Rijndri Load of rubbish!!
Bereamic Awesome Movie
Livestonth I am only giving this movie a 1 for the great cast, though I can't imagine what any of them were thinking. This movie was horrible
Hadrina The movie's neither hopeful in contrived ways, nor hopeless in different contrived ways. Somehow it manages to be wonderful
blaberma Not Billy Wilders best but at times funny and an absolutely beautiful movie to look at.Hard to choose which is more beautiful,the Italian Riviera or Juliet Mills in the altogether.This was the Nanny and the Professor that everyone of us who was in love with Juliet Mills wanted to see.The hardest part of the movie to believe is that it takes Jack Lemmon so long to fall in love with her.If you see this movie is on one of your cable channels it is a definite must see for the laughs,the scenery and the loveliness of Italy and Juliet Mills Alpine curves and exquisite English beauty.Edward Andrews and Clive Revill both have a field day with their character roles and were never better.
mainefred My favorite comedy.
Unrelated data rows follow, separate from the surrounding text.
PR #48, opened 2023-04-18
[46] Re-schedule all alarms after rebooting the app 

steve1rm:
# Pull Request template

###  What does this PR solve?

- After rebooting the app all alarms will be scheduled

### DIFF
--- a/data/src/main/java/me/androidbox/data/alarm_manager/AlarmBootReceiver.kt
+++ b/data/src/main/java/me/androidbox/data/alarm_manager/AlarmBootReceiver.kt
@@ -3,7 +3,17 @@ package me.androidbox.data.alarm_manager
 import android.content.BroadcastReceiver
 import android.content.Context
 import android.content.Intent
+import kotlinx.coroutines.CoroutineScope
+import kotlinx.coroutines.Dispatchers
+import kotlinx.coroutines.async
+import kotlinx.coroutines.cancel
+import kotlinx.coroutines.cancelChildren
+import kotlinx.coroutines.coroutineScope
+import kotlinx.coroutines.launch
+import kotlinx.coroutines.supervisorScope
+import kotlinx.coroutines.withContext
 import me.androidbox.data.local.agenda.AgendaLocalRepositoryImp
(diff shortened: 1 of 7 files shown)


data/src/main/java/me/androidbox/data/alarm_manager/AlarmBootReceiver.kt
```diff
@@ -0,0 +1,62 @@
...
+                                agendaId = agendaItem.id,
+                                title = agendaItem.title,
+                                description = agendaItem.description,
+                                remindAt = agendaItem.remindAt,
+                                agendaType = agendaItem.agendaType
+                            )
+                        )
+                    }
+                    
+                    coroutineContext.cancelChildren()
```
steve1rm: I don't want to keep this coroutines running as the boardcast has finished. So is it good to cancel like this?

philipplackner: When this job finishes, nothing is running, so this isn't needed

data/src/main/java/me/androidbox/data/local/agenda/AgendaLocalRepositoryImp.kt
```diff
@@ -73,6 +76,30 @@ class AgendaLocalRepositoryImp @Inject constructor(
         eventDao.deleteSyncEventsBySyncType(syncAgendaType)
     }
 
+    override suspend fun fetchAllRemindAtFromEvents(): List<Event> {
+        val eventEntity = eventDao.getAllRemindAt(System.currentTimeMillis())
```
philipplackner, line 80: Should be plural right? Also I find `getAllRemindAt` a bit confusing together with `eventEntity`. The function name sounds like it returns remind at times, but apparently it returns event entities? 🤔

philipplackner (approved):

data/src/main/java/me/androidbox/data/alarm_manager/AlarmBootReceiver.kt
steve1rm: @philipplackner Updated to remove the cancelChildren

I must have seen it 10 times, laughing just as much each time. Billy Wilder at his best, aided by a wonderful cast of character actors, headed by the marvelous Clive Revill. Then there is the coroner, with his ever-ready official stamp, Bruno the valet, the restaurant head waiter, and the hilarious Trotta brothers - all set against beautiful Mediterranean scenery and gorgeous Neapolitan music. Who could ask for anything more? Juliet Mills is perfect in the female lead, and Jack Lemmon, while too edgy for my taste, is more than adequate. The movie gives you one great scene after another. If you've never seen it, I envy you. You will probably want to watch it again and again.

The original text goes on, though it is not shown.